PR #601, opened 2022-04-20
2264 archiving a regulator shouldn't archive their professions

richpjames:
# Changes in this PR

This PR prevents admins from archiving a organisations whilst it has professions attatched. 

We could have chosen to automatically remove professions from a regulator when it is being archived but the user may not expect this to happen so could have been confusing. It also may have meant for more complex logic in the controller which would have to be maintained.

Instead if a user attempts to archive an organisation with professions they are presented with a screen (screenshot below) showing them which professions should be removed from the organisation in order for them to archive it.

### Before

image

### After
image

### DIFF
--- a/cypress/integration/admin/organisations/archive.spec.ts
+++ b/cypress/integration/admin/organisations/archive.spec.ts
@@ -7,187 +7,286 @@ describe('Archiving organisations', () => {
       cy.visitInternalDashboard();
     });
 
-    it('Allows me to archive a draft organisation', () => {
-      cy.get('a').contains('Regulatory authorities').click();
-      cy.checkAccessibility();
+    describe('Draft organisations', () => {
+      it('Allows me to archive a draft organisation with no associated professions', () => {
+        cy.get('a').contains('Regulatory authorities').click();
+        cy.checkAccessibility();
 
-      cy.contains('Department for Education')
-        .parent('tr')
-        .within(() => {
-          cy.get('a').contains('View details').click();
-        });
-
-      cy.translate('app.status.draft').then((status) => {
-        cy.get('h2[data-status]').should('contain', status);
-      });
-
-      cy.translate('organisations.admin.button.archive').then(
-        (archiveButton) => {
-          cy.get('a').contains(archiveButton).click();
-        },
-      );
-
-      cy.checkAccessibility();
-
-      cy.translate('organisations.admin.archive.caption').then(
-        (archiveCaption) => {
-          cy.get('body').contains(archiveCaption);
-        },
-      );
-
-      cy.translate('organisations.admin.archive.heading', {
-        organisationName: 'Department for Education',
-      }).then((heading) => {
-        cy.contains(heading);
-      });
-
-      cy.translate('organisations.admin.button.archive').then((buttonText) => {
-        cy.get('button').contains(buttonText).click();
-      });
-
-      cy.checkAccessibility();
-
-      cy.translate('organisations.admin.archive.confirmation.heading').then(
-        (confirmation) => {
-          cy.get('html').should('contain', confirmation);
-        },
-      );
-
-      cy.get('[data-cy=actions]').should('not.exist');
-
-      cy.translate('app.status.archived').then((status) => {
-        cy.get('h2[data-status]').should('contain', status);
-      });
-      cy.get('[data-cy=changed-by-user-name]').should('contain', 'Registrar');
-      cy.get('[data-cy=changed-by-user-email]').should(
-        'contain',
-        'beis-rpr+registrar@dxw.com',
-      );
-      cy.get('[data-cy=last-modified]').should(
-        'contain',
-        format(new Date(), 'd MMM yyyy'),
-      );
-
-      cy.visitAndCheckAccessibility('/admin/organisations');
-
-      cy.get('tr')
-        .contains('Department for Education')
-        .then(($header) => {
-          const $row = $header.parent();
-
-          cy.translate(`app.status.archived`).then((status) => {
-            cy.wrap($row).should('contain', status);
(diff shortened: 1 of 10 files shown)


cypress/integration/admin/organisations/archive.spec.ts
```diff
@@ -7,187 +7,280 @@ describe('Archiving organisations', () => {
...
-        cy.get('h2[data-status]').should('contain', status);
-      });
-
-      cy.get('[data-cy=currently-published-version-text]').within(($h2) => {
-        cy.translate('organisations.admin.publicFacingLink.heading').then(
-          (publicFacingLinkHeading) => {
-            cy.wrap($h2).should('contain', publicFacingLinkHeading);
+        cy.translate('organisations.admin.archive.forbidden').then(
+          (message) => {
+            console.log(message);
```
Gweaton, line 130: There's a `console.log` here.

Gweaton: Is it worth asserting that you see the listed Professions here too?

src/organisations/admin/organisation-archive.controller.ts
```diff
@@ -69,6 +70,13 @@ export class OrganisationArchiveController {
         organisationId,
         versionId,
       );
+
+    const professions = version.organisation.professionToOrganisations?.find(
```
Gweaton, line 74: Can `professionToOrganisations` be undefined here? If so, can it in the `new` action above?

src/organisations/organisation-versions.service.ts
```diff
@@ -248,10 +246,7 @@ export class OrganisationVersionsService {
     return version;
   }
 
-  async archive(
-    version: OrganisationVersion,
-    user: User,
-  ): Promise<OrganisationVersion> {
+  async archive(version: OrganisationVersion): Promise<OrganisationVersion> {
```
Gweaton, line 249: Now that we're only updating one entity (not the `professionVersion` too), I think we can simplify this function and stop needing transactions, so the body would be:
```
version.status = OrganisationVersionStatus.Archived;
return this.repository.save(version);
```

The tests will need simplifying, I think they'll end up looking a lot like the `confirm` function's tests.

views/admin/organisations/archive/new.njk
```diff
@@ -13,17 +14,33 @@
 
   <div class="govuk-grid-row">
     <div class="govuk-grid-column-full">
-      <p class="govuk-body">{{ 'organisations.admin.archive.details' | t }}</p>
+      {% if canArchiveOrganisation %}
+        <p class="govuk-body">{{ 'organisations.admin.archive.details' | t }}</p>
```
Gweaton, line 18: We can remove this `<p>` tag now, alongside the `details` translated text, as it says "This will archive all the professions", which is no longer the case.

cypress/integration/admin/organisations/archive.spec.ts
richpjames: I think so

src/organisations/admin/organisation-archive.controller.spec.ts
```diff
@@ -194,5 +195,32 @@ describe('OrganisationArchiveController', () => {
 
       expect(checkCanViewOrganisation).toHaveBeenCalledWith(req, organisation);
     });
+    it('throws BadRequestException when request is made to archive organisation with professions', async () => {
```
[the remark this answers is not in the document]
richpjames: Of course

src/organisations/admin/organisation-archive.controller.ts
richpjames: According to it's type it can't but it's initialised as `undefined` in `OrganisationFactory`.
Should I change the `OrganisationFactory` so that the organisations are always initialised with a `professionToOrganisations` array? or leave this as it is so w

Gweaton: It looks like we tend to use the `?` operator when calling the `professionToOrganisations` in other places too - would you mind putting one in the `new` method above just to be safe? I think it might be a leftover from professions not being removed propely from regulators, but I'd like to investigate this.

richpjames: Yeah no problem, it's best to be safe

src/organisations/admin/organisation-archive.controller.ts
```diff
@@ -71,7 +71,7 @@ export class OrganisationArchiveController {
         versionId,
       );
 
-    const professions = version.organisation.professionToOrganisations?.find(
+    const professions = version.organisation?.professionToOrganisations?.find(
```
Gweaton, line 74: Sorry, I might not have been clear here - I meant adding a `?` after `professionToOrganisations?.map` on line 51, rather than the organisation here.

Gweaton (commented):
The new tests look good - just one thing about the `?` operator.

Also, the e2e tests will need fixing but you're aware of that!

src/organisations/organisation-versions.service.spec.ts
```diff
@@ -395,75 +397,51 @@ describe('OrganisationVersionsService', () => {
...
+          const organisation = organisationFactory.build();
+          const repoSpy = jest.spyOn(repo, 'findOne');
+
+          const result = await service.hasLiveVersion(organisation);
+
+          expect(result).toEqual(false);
+          expect(repoSpy).toHaveBeenCalledWith({
+            where: {
+              organisation: { id: organisation.id },
+              status: In([
```
richpjames, line 435: @Gweaton are these the correct statuses to be checking? I wasn't sure if it should be all three or just 'Live'

Gweaton (approved):
Sorry about the back and forth on this - have tested locally and all looks as expected. Good to hit merge!

PR #608, opened 2022-04-21
(2310) Add "bulk download" to admin/org dashboard

bryangaledxw:
# Changes in this PR

- Add bulk decision data download link

Our `DecisionsController` is becoming somewhat unwieldy now - I'm wondering if `new`/`newPost` and `edit`/`editPost` each belong in their own controller?

When we get to implementing filters, my thoughts are that the export route will take the filter selections via query params in the URL. When we generate the page following the user hitting the "Filter" button, the query params would be added onto the export link in `index.njk`

### Before
localhost_3000_admin_decisions_ (3)

### After
localhost_3000_admin_decisions_ (1)


src/decisions/admin/helpers/decisions-csv-writer.helper.ts
```diff
@@ -0,0 +1,72 @@
...
+    private readonly datasets: DecisionDataset[],
+    private readonly i18nService: I18nService,
+  ) {}
+
+  write(): void {
+    const stringifier = stringify();
+
+    this.response.set({
+      'Content-Type': 'text/csv',
+      'Content-Disposition': `attachment; filename="${this.filename}.csv"`,
```
Gweaton, line 21: I wonder if we want to put in the date of download into the filename here - can be something that comes as a separate PR if you agree though.

src/decisions/admin/decisions.controller.ts
```diff
@@ -85,6 +86,36 @@ export class DecisionsController {
     return this.createListEntries(request);
   }
 
+  @Get('export')
+  @Permissions(
+    UserPermission.UploadDecisionData,
+    UserPermission.DownloadDecisionData,
+    UserPermission.ViewDecisionData,
+  )
+  async export(
```
Gweaton, line 95: As you've said in the PR description about this controller getting a bit long, it could be an idea to move this into its own controller (`decisions-export.controller`?) with a `new` method. I think we'll end up splitting some things out of the controller fairly soon, so this might be a good point for that?

src/decisions/admin/helpers/decisions-csv-writer.helper.ts
```diff
@@ -0,0 +1,72 @@
...
+export class DecisionsCsvWriter {
+  constructor(
+    private readonly response: Response,
+    private readonly filename: string,
+    private readonly datasets: DecisionDataset[],
+    private readonly i18nService: I18nService,
+  ) {}
+
+  write(): void {
+    const stringifier = stringify();
```
Gweaton, line 17: I remember Stu advising on using streaming for creating the CSV file here, and I believe that's what [the CSV Stringify library recommends](https://csv.js.org/stringify/api/#stream-api):

> This is the recommended approach if you need a maximum of power. It ensures scalability by treating your data as a stream from the source to the destination.

Do you think it's worth using that API instead? I found the API docs for the library a bit hard to figure out, so couldn't see where the API you've used here came from, so correct me if you're already using it.

We used this on my previous project [here](https://github.com/ministryofjustice/hmpps-interventions-ui/blob/7ba5348a9d98b3ee4ab1b2f05e0d45fe74323f10/server/utils/serviceProviderCSVGenerator.ts#L36), if that's helpful at all?

Gweaton (commented):
This looks good - a couple of things, the main one re: which API to use on `stringify`

Gweaton (approved):

PR #609, opened 2022-04-25
(2348) Don't display duplicate organisations on public listing and when selecting an organisation for a profession

Gweaton:
# Changes in this PR

Adds a `distinctOn` clause to `OrganisationVersionsService` functions to filter out where we were displaying multiple versions on the public index of Regulators, as well as on the internal list of regulators selected for an Organisation.

### Before

image

### After

I can't actually replicate this locally.

### DIFF
--- a/CHANGELOG.md
+++ b/CHANGELOG.md
@@ -11,6 +11,7 @@ The format is based on [Keep a Changelog](https://keepachangelog.com/en/1.0.0/).
 - Allow Professions to have up to 25 regulators (previously 5)
 - Show full list of countries when editing/adding decision data
 - Fix bug where publish button could still be clicked despite being disabled
+- Fix bug where duplicate regulators were being displayed publicly
 
 ### Added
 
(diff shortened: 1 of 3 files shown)


richpjames (approved):
Looks good!

bryangaledxw (approved):
I'd double check that `organisation.name` is actually necessary - I _think_ it's redundant. If I've got it correct, if two things have a different name or are a different organisation, then they're distinct, but if the first is false the second is false.

Gweaton:
> I'd double check that `organisation.name` is actually necessary - I _think_ it's redundant. If I've got it correct, if two things have a different name or are a different organisation, then they're distinct, but if the first is false the second is false.

@bryangaledxw I thought the same, but you need to have `.name` in there as it's in `orderBy`, so if we want to sort them alphabetically we need it in there, otherwise we get: `SELECT DISTINCT ON expressions must match initial ORDER BY expressions`

PR #617, opened 2022-04-26
(2316) Tweaks to decision data publishing

Gweaton:
# Changes in this PR

- Adds "Publish to register" button to admin page for viewing Decision Data, only visible to Central Admin users
- Hides publish button from non-admin users
- Changes "edit" link to button when viewing decision data

#### Before

image

#### After

image

#### After - Publish to register visible on both edit and non-edit pages

image

image

image


views/admin/decisions/show.njk
```diff
@@ -12,6 +14,22 @@
     <div class="govuk-grid-column-one-quarter">
       <a class="govuk-link" href="/admin/decisions/{{profession.id}}/{{organisation.id}}/{{year}}/edit">{{ "decisions.admin.show.edit" | t }}</a>
     </div>
+
+    <nav role="navigation" data-cy="actions">
+      <ul class="govuk-list">
+        {% if 'publishDecisionData' in permissions %}
```
bryangaledxw: Do we want to hide this if the dataset is already published?

bryangaledxw: Do we want to hide this if the dataset is already published?

views/admin/decisions/edit.njk
```diff
@@ -177,11 +177,13 @@
           classes: "govuk-button--secondary"
         }) }}
 
-        {{ govukButton({
-          text: "decisions.admin.buttons.publish" | t,
-          name: 'action',
-          value: 'publish'
-        }) }}
+        {% if 'publishDecisionData' in permissions %}
```
bryangaledxw, line 180: I'd prefer not to leave this "half-enforced" - I think in the same commit, change the `update` method to also look at the user's permissions if the action is `publish`

src/decisions/admin/publication.controller.ts
```diff
@@ -0,0 +1,55 @@
...
+  async create(
+    @Param('professionId') professionId: string,
+    @Param('organisationId') organisationId: string,
+    @Param('year', ParseIntPipe) year: number,
+    @Req() request: RequestWithAppSession,
+    @Res() response: Response,
+  ) {
+    const user = getActingUser(request);
+
+    if (!user.serviceOwner) {
```
bryangaledxw, line 84: Do we want this redundancy, since we have `@Permissions(UserPermission.PublishDecisionData)`?

bryangaledxw (approved):
Looks good, I'm happy for this to go with the additional permission check in `edit.controller` - I worry that if we *just* hide the button, doing any actual enforcement will get forgotten

This still leaves us with the problem:
- User A looks at the data, is happy with it, clicks publish, goes to the confirm screen
- User B edits the data
- User A hits publish, and different data than what they thought they were publishing is published

Happy for this to stay unsolved for now, but I think it's worth capturing that we have this issue in a development task

views/admin/decisions/show.njk
Gweaton: Good point. I'll update this.

src/decisions/admin/publication.controller.ts
Gweaton: Have removed this

views/admin/decisions/edit.njk
Gweaton: Have done this in c7d26e71fa

Gweaton:
> This still leaves us with the problem:
> 
>     * User A looks at the data, is happy with it, clicks publish, goes to the confirm screen
> 
>     * User B edits the data
> 
>     * User A hits publish, and different data than what they thought they were publishing is published
> 
> 
> Happy for this to stay unsolved for now, but I think it's worth capturing that we have this issue in a development task

@bryangaledxw I'm hoping we can tackle it as part of the "submitted" task, but if we don't I'll add a task for it.

bryangaledxw (approved):

PR #622, opened 2022-04-26
(2360) Display confirmation flash message when publishing or saving decision data

Gweaton:
# Changes in this PR

Adds confirmation banner to pages after saving or publishing decision data. I've tweaked the content slightly from the designs to be a bit clearer.

### Save as draft

image

### Publication

image


richpjames (approved):
Looks good

PR #623, opened 2022-04-27
(2349) Implement decision data filers

bryangaledxw:
# Changes in this PR

- Filters on decision data dashboard

Note that I've extracted ticket 2366 to bring the decisions dashboard HTML more in-line with the prototype

### Before
localhost_3000_admin_decisions_ (3)

### After
localhost_3000_admin_decisions_ (1)

### DIFF
--- a/src/decisions/admin/presenters/decision-dataset-statuses-checkbox.presenter.ts
+++ b/src/decisions/admin/presenters/decision-dataset-statuses-checkbox.presenter.ts
@@ -1,0 +1,20 @@
+import { I18nService } from 'nestjs-i18n';
+import { CheckboxItems } from '../../../common/interfaces/checkbox-items.interface';
+import { DecisionDatasetStatus } from '../../decision-dataset.entity';
+
+export class DecisionDatasetStatusesCheckboxPresenter {
+  constructor(
+    private readonly checkedStatuses: DecisionDatasetStatus[],
+    private readonly i18nService: I18nService,
+  ) {}
+
+  checkboxItems(): CheckboxItems[] {
+    return Object.values(DecisionDatasetStatus)
+      .filter((status) => status !== DecisionDatasetStatus.Unconfirmed)
+      .map((status) => ({
+        text: this.i18nService.translate<string>(`app.status.${status}`),
+        value: status,
+        checked: this.checkedStatuses.includes(status),
+      }));
+  }
+}
--- a/src/decisions/decision-datasets.service.spec.ts
+++ b/src/decisions/decision-datasets.service.spec.ts
@@ -54,83 +54,472 @@ describe('DecisionDatasetsService', () => {
   });
 
   describe('all', () => {
-    it('returns all live and draft DecisionDatasets', async () => {
-      const datasets = decisionDatasetFactory.buildList(3);
+    describe('when an empty FilterInput is given', () => {
+      it('returns all live and draft DecisionDatasets', async () => {
+        const queryResultDatasets = decisionDatasetFactory.buildList(3);
 
-      const queryBuilder = createMock<SelectQueryBuilder<DecisionDataset>>({
-        leftJoinAndSelect: () => queryBuilder,
-        where: () => queryBuilder,
-        orderBy: () => queryBuilder,
-        getMany: async () => datasets,
+        const queryBuilder = createMock<SelectQueryBuilder<DecisionDataset>>({
+          leftJoinAndSelect: () => queryBuilder,
+          where: () => queryBuilder,
+          orderBy: () => queryBuilder,
+          getMany: async () => queryResultDatasets,
+        });
+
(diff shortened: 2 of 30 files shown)


src/decisions/decision-datasets.service.ts
```diff
@@ -77,4 +84,56 @@ export class DecisionDatasetsService {
...
+        statuses: filter.statuses,
+      });
+    }
+
+    return query;
+  }
+
+  private createLikeString(likeString: string): string {
+    // TypeORM doesn't escape this for us - see https://github.com/typeorm/typeorm/issues/5012
+    return `%${likeString.replace(/[\\%_]/g, (match) => `\\${match}`)}%`;
```
Gweaton, line 137: Oof, well done for sorting this.

src/decisions/admin/presenters/decision-dataset-statuses-checkbox.presenter.ts
```diff
@@ -0,0 +1,20 @@
+import { I18nService } from 'nestjs-i18n';
+import { CheckboxItems } from '../../../common/interfaces/checkbox-items.interface';
+import { DecisionDatasetStatus } from '../../decision-dataset.entity';
+
+export class DecisionDatasetStatusesCheckboxPresenter {
```
Gweaton, line 5: Do you think we could expand this in future to work with Org/Profession statuses? I was going to suggest we could make this a more generic `StatusesCheckboxPresenter`, but I suppose it might be tricky given the disparity between those statuses and the `DecisionDatasetStatuses`?

views/admin/decisions/index.njk
```diff
@@ -31,6 +31,17 @@
     </div>
   </div>
 
+  <div class="govuk-grid-row">
+    <div class="govuk-grid-column-full">
+        {% if view !== 'overview' %}
```
Gweaton, line 36: I think this should be indented one less. Sorry, really wish we had a nunjucks linter, maybe we'll have to write our own.

Gweaton (approved):
Well done on this - the approach makes sense to me, I'm glad we're using the same pattern as the other internal dashboards.

Have just left a couple of minor comments re: tests.

src/decisions/admin/presenters/decision-dataset-statuses-checkbox.presenter.ts
bryangaledxw: Yeah, I did think maybe it'd be worth doing that - my feeling is leave it until we actually want that. I feel like make it generic when we're actually gonna use it as generic, then we have a better idea of how it'll work in practice

src/i18n/en/decisions.json
```diff
@@ -4,7 +4,32 @@
       "heading": "Recognition decision data",
       "addButtonLabel": "Add decision data",
       "manageHeading": "Manage existing decision data",
+      "showFilters": "Use the filters to choose the data sets to see and download",
```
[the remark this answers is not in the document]
bryangaledxw: Ah, this came from Ming's prototype. Have changed to "dataset" for consistency. Maybe this is something we'll have a better idea on after user research. Suggest I make a "iterate dashboard text" ticket and assign to Al?

src/decisions/decision-datasets.service.spec.ts
```diff
@@ -54,83 +54,472 @@ describe('DecisionDatasetsService', () => {
...
+          'organisation.name': 'ASC',
+          year: 'DESC',
+        });
+        expect(queryBuilder.getMany).toBeCalledWith();
+      });
+    });
+
+    describe('when a FilterInput with organisations is given', () => {
+      it('returns all live and draft DecisionDatasets for the given organisations', async () => {
+        const datasets = decisionDatasetFactory.buildList(3);
```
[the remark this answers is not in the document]
bryangaledxw: Does it help to rename this to something like `queryResultDatasets`?

I kinda feel putting the keywords/orgs on these obscures that no actual filtering is happening in our code, and what we're really testing is what gets called on the query builder, and that what comes out at the end is whatever the query builder gives us. `expect(result).toEqual(datasets);` is kinda the least important line in our test, the important bits are all the things that get called along the way.

I'm also already struggling with how long and repetitious some of our tests our and losing just being able to do `decisionDatasetFactory.buildList(3);` wouldn't help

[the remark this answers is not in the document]
Gweaton: Good points. I agree, the tests are getting a little unwieldy here. It's been hard to strike a balance between being self-contained and not repetitive, but I don't think right now is the time to do a big refactor of the codebase to improve that.

If you could rename the variable for now, that would help parse the tests a bit quicker. I think what made this a bit harder for me was the number and length of tests being added in one go, which is understandable due to the way we're writing tests at the moment.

- [Work instruction]:
How many lines of the material contain the string "DecisionsController"? Answer with the number and nothing else.

- [Output of the exercise]:
2